What to produce: Bring together copies of the lines in the data below that contain the word "setup".

Supplied information:
----------

PR #25, opened 2021-11-24
Eng 882

patrick-thistle:
## Description
Update lookups for Category and Preparations to take place by ID not by name.  The primary location where a name lookup for preparations were taking place was with the is_standalone() and is_packaging check for RecipeItem.

This branch also updates any queries that look for preparations to return the preparation's ids in addition to name, same goes for ingredient categories.

## Test Plan
I'm not 100% of all the places that needed to be updated as a part of this work.  I have updated all the existing tests which check STANDALONE and is_packaging to ensure that they now pass.  There is no net new functionality to go along with these lookups, so theoretically if the tests pass everything is still working as expected.

## Versioning
[X] Please update the project version in setup.py


drewdas (approved):
LGTM!

mollykmcglone (approved):
Code looks great, I also pulled down this branch and manually tested recipe weight and ingredients list, all good!

PR #27, opened 2021-11-30
(ENG-870) add menu item id to menu data retrieval and formatting functions

mollykmcglone:
## Description
This adds another attribute, menu item id, to the data that gets retrieved from Galley and returned by get_formatted_menu_data. We will be using menu item id within thistle-web to send menu item projections to Galley. Tests and mock data are updated to account for the new attribute.

## Test Plan
Open python interactive within galley-sdk: $ python
`from pprint import pprint` (optional: to apply pretty print format to returned data)

Request formatted menu data for a couple weeks:
`pprint(get_formatted_menu_data(['2022-01-03', '2021-12-27']))`

Validate that for each menu item included in the returned menus, an id is present (can additionally use the Galley playground to validate that the value of the ids matches expectations).
## Versioning
Please update the project version in setup.py -> Done!

### DIFF
--- a/galley/formatted_queries.py
+++ b/galley/formatted_queries.py
@@ -168,6 +168,7 @@ def get_formatted_menu_data(dates: List[str],
             recipe_items = menu_item.get('recipe', {}).get('recipeItems', [])
 
             formatted_menu['menuItems'].append({
+                'id': menu_item.get('id'),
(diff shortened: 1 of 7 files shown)


dip-thistle (approved):
Tested locally! Approved

PR #29, opened 2021-12-01
Refactor recipes data retrieval to include standalone fields

drewdas:
…ight and standalone recipe information

## Description
## Test Plan
## Versioning


tests/mock_responses/mock_recipe_tree_components.py
```diff
@@ -421,3 +421,578 @@
...
+                    "name": "each"
+                },
+                "value": 1
+            }
+        ],
+        "id": "l7n5ecjjdyd",
+              "ingredient": None,
+              "recipeItem": {
+                  "subRecipeId": "cmVjaXBlOjE3MDM5Mw==",
+            "subRecipe": {
```
thunguy, line 440: Is `subRecipe` a part of `recipeItem` here?  It seems as if the indentation may be off.

galley/formatted_queries.py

----------

Output of the task:
[X] Please update the project version in setup.py
Please update the project version in setup.py -> Done!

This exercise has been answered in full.